• REQUIRED WORK: The response must reproduce every record below without alteration.
◆ ◆ ◆
PR #11377, opened 2020-04-04
Transform ES2015 Unicode Escapes to ES5

jridgewell:
| Fixed Issues?            | 
| Patch: Bug Fix?          |
| Major: Breaking Change?  |
| Minor: New Feature?      |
◆ ◆ ◆
• WRITTEN ANSWER:
PR #11377, opened 2020-04-04
Transform ES2015 Unicode Escapes to ES5

jridgewell:
| Fixed Issues?            | 
| Patch: Bug Fix?          |
| Major: Breaking Change?  |
| Minor: New Feature?      |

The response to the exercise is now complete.